PROBLEM TO WORK ON
Given the records below, pull every line with the word "maybe" into the answer.
:: DATA RECORDS ::
PR #418, opened 2016-09-26
Remove unused code in PJ_isea.c:isea_hex().

schwehr:
It is possible that there was a missing if before the first "return 1;".
However, there has never been one since this initial commit by Warmerdam of
Nathan Wagner's code.

https://github.com/OSGeo/proj.4/commit/c5c96ad2237e89871e8b0c3f734f8bef95b23aab#diff-e4763731fad7050d4fb7e0916748f654


schwehr:
Invalid fix.

PR #422, opened 2016-09-29
Cassini projection docs (first try)

julien2512:
3 remarks :
- the use of the M function and how to document it
- the implementation in proj4 is very far from Evenden proposal for the Elliptical version
- Wikipedia's page do not tell about the elliptical version at all, and there is no French page for the cassini projection ! I shall fix that.

### DIFF
--- a/docs/source/projections/cass.rst
+++ b/docs/source/projections/cass.rst
@@ -1,10 +1,142 @@
 .. _cass:
 
 ********************************************************************************
-Cassini
+Cassini (Cassini-Soldner)
 ********************************************************************************
+
+Although the Cassini projection has been largely replaced by the Transverse Mercator, it is still in limited use outside the United States and was one of the major topographic mapping projections until the early 20th century.
+
++---------------------+-------------------------------------------------------------------------+
+| **Classification**  | Transverse and oblique cylindrical                                      |
++---------------------+-------------------------------------------------------------------------+
+| **Available forms** | Forward and inverse, Spherical and Elliptical                           |
++---------------------+-------------------------------------------------------------------------+
+| **Defined area**    | Global, but best used near the central meridian with long, narrow areas |
++---------------------+-------------------------------------------------------------------------+
+| **Implemented by**  | Gerald I. Evenden                                                       |
++---------------------+-------------------------------------------------------------------------+
+| **Options**                                                                                   |
++---------------------+-------------------------------------------------------------------------+
+| `+lat_0`            | Center of the map : latitude of origin                                  |
++---------------------+-------------------------------------------------------------------------+
 
 .. image:: ./images/cass.png
    :scale: 50%
    :alt:   Cassini  
+
+Usage
+########
+
+There has been little usage of the spherical version of the Cassini, but the ellipsoidal Cassini-Soldner version was adopted by the Ordnance Survey for the official survey of Great Britain during the second half of the 19th century (Steers, 1970, p. 229). Many of these maps were prepared at a  scale of 1:2,500. The Cassini-Soldner was also used for the detailed mapping of many German states during the same period. 
+
+
+Example using EPSG 30200 (Trinidad 1903, units in clarke's links)::
+
+    $ echo 0.17453293 -1.08210414 | proj +proj=cass +lat_0=10.44166666666667 +lon_0=-61.33333333333334 +x_0=86501.46392051999 +y_0=65379.0134283 +a=6378293.645208759 +b=6356617.987679838 +to_meter=0.201166195164 +no_defs 
+    66644.94	82536.22
+
+Example using EPSG 3068 (Soldner Berlin)::
+
+    $ echo 13.5 52.4 | proj +proj=cass +lat_0=52.41864827777778 +lon_0=13.62720366666667 +x_0=40000 +y_0=10000 +ellps=bessel +datum=potsdam +units=m +no_defs
+    31343.05	7932.76
+
+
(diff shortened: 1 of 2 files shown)


cffk:
GeographicLib implements the ellipsoidal version using geodesics.  The
same approach would be possible for proj.4.  (This is how the azimuthal
equidistant projection was generalized to the ellipsoidal case.)

docs/source/projections/cass.rst
```diff
@@ -1,10 +1,142 @@
...
++---------------------+-------------------------------------------------------------------------+
+
 .. image:: ./images/cass.png
    :scale: 50%
    :alt:   Cassini  
 
+Usage
+########
+
+There has been little usage of the spherical version of the Cassini, but the ellipsoidal Cassini-Soldner version was adopted by the Ordnance Survey for the official survey of Great Britain during the second half of the 19th century (Steers, 1970, p. 229). Many of these maps were prepared at a  scale of 1:2,500. The Cassini-Soldner was also used for the detailed mapping of many German states during the same period.
```
kbevers: I think this should be referenced properly. Add it to references.rst as `[Steers1970]` and reference it in the text with `[Steers1970]_`. Not sure how to reference a specific page, but maybe the Sphinx docs can help with that.

docs/source/projections/cass.rst
```diff
@@ -1,10 +1,142 @@
...
++---------------------+-------------------------------------------------------------------------+
+| **Available forms** | Forward and inverse, Spherical and Elliptical                           |
++---------------------+-------------------------------------------------------------------------+
+| **Defined area**    | Global, but best used near the central meridian with long, narrow areas |
++---------------------+-------------------------------------------------------------------------+
+| **Implemented by**  | Gerald I. Evenden                                                       |
++---------------------+-------------------------------------------------------------------------+
+| **Options**                                                                                   |
++---------------------+-------------------------------------------------------------------------+
+| `+lat_0`            | Center of the map : latitude of origin                                  |
```
kbevers: I may be a big pedant, but I think it's more correct to keep it at "Latitude of origin" as the center is made up of both a latitude and a longitude.  Also, please add the default value of zero.

docs/source/projections/cass.rst
```diff
@@ -1,10 +1,142 @@
...
+Forward projection
+------------------
+
+.. math::
+
+  x = \arcsin(\cos(\phi) * \sin(\lambda))
+
+.. math::
+
+  y = \arctan(\tan(\phi), \cos(\lambda)) - \phi_0
```
kbevers: This is supposed to be arctan2, right?

docs/source/projections/cass.rst
```diff
@@ -1,10 +1,142 @@
...
+
+Spherical form
+==============
+
+Forward projection
+------------------
+
+.. math::
+
+  x = \arcsin(\cos(\phi) * \sin(\lambda))
```
kbevers: The \* here looks kinda un-mathematical when rendered. I think it would look better if it is left out, or maybe instead use something like \cdot or \times depending on how the end result turns out.

kbevers (changes requested):
Thanks, Julien. There's a few things I'd like you to add, the rest is just suggestions. I haven't checked if the maths are correct, I trust that you've got it right.

Regarding the m-functions, we need to define those elsewhere since they are used quite frequently. I think there needs to be a background or theory section somewhere. I am working on it, and will finish it soon(ish)

docs/source/projections/cass.rst
julien2512: done

docs/source/projections/cass.rst
julien2512: That's right.

docs/source/projections/cass.rst
```diff
@@ -1,10 +1,142 @@
...
+
+.. math::
+
+  x = N ( A - T \frac{A^3}{6} - (8-T+8C)T\frac{A^5}{120})
+
+.. math::
+
+  y = M(\phi) - M(\phi_0) + N \tan(\phi)(\frac{A^2}{2} + (5-T+6C)\frac{A^4}{24})
+
+and M() is the meridinial distance function.
```
QuLogic: I think this should be meridional.

docs/source/projections/cass.rst
julien2512: Well, I tried something.

docs/source/projections/cass.rst
julien2512: Yes, it's better without.

docs/source/projections/cass.rst
julien2512: even better ! Thank you.

docs/source/projections/cass.rst
kbevers: Yeah, and it sort of worked. If you put the reference in docs/source/references.rst it's possible to reference the same text from other pages as well. I can do it for you as well if you don't want to play around with it anymore.

julien2512: Now it fits your mind !
Shall we include references inside the page ?

kbevers: Thanks! It would be cool to also have the references listed on each page, but I am not sure sphinx can do that. At least not without cluttering other types of output like pdf.

kbevers (approved):

julien2512:
@kbevers I am a little busy right now, but the next will be "transverse Mercator" !

PR #428, opened 2016-10-09
add a copy of Snyder to the proj.4 repository and use it in doc references

hobu:


kbevers:
@hobu  It seems like a no brainer to merge this. Is there a reason you haven't merged this already?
:::
YOUR RESPONSE
kbevers: I think this should be referenced properly. Add it to references.rst as `[Steers1970]` and reference it in the text with `[Steers1970]_`. Not sure how to reference a specific page, but maybe the Sphinx docs can help with that.
kbevers: The \* here looks kinda un-mathematical when rendered. I think it would look better if it is left out, or maybe instead use something like \cdot or \times depending on how the end result turns out.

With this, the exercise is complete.